Ubuntu
speex package

  1. Bug #218652
  2. Comment #3

Comment 3 for bug 218652

Revision history for this message
Till Ulen (tillulen) wrote :

Description

Uncontrolled array index in Speex 1.1.12 and earlier, as used in libfishsound 0.9.0 and earlier, including Illiminable DirectShow Filters and Annodex Plugins for Firefox, allows remote attackers to execute arbitrary code via a header structure containing a negative offset, which is used to dereference a function pointer.

See:
http://www.ocert.org/advisories/ocert-2008-2.html
http://www.ocert.org/advisories/ocert-2008-004.html

From the oCERT advisory #2008-002:

"The libfishsound decoder library incorrectly implements the reference speex decoder from the Speex library, performing insufficient boundary checks on a header structure read from user input.
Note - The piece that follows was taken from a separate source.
PR #1702, opened 2017-04-19
Only update the target bed temperature, without submitting it to the printer. To prevent race conditions.

daid:
This fix no longer sends a temperature update to the printer when Cura receives a bed temperature update from the printer.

A user controlled field in the header structure is used to build a function pointer. The libfishsound implementation does not check for negative values for the field, allowing the function pointer to be pointed at an arbitary position in memory. This allows remote code execution.

A patch has been committed to the libfishsound public repository.

Affected version: <= 0.9.0

Fixed version: 0.9.1

Additional affected packages:

Speex <= 1.1.12, the reference implementation from which libfishsound is derived.

Illiminable DirectShow Filters, which statically include the libfishsound library.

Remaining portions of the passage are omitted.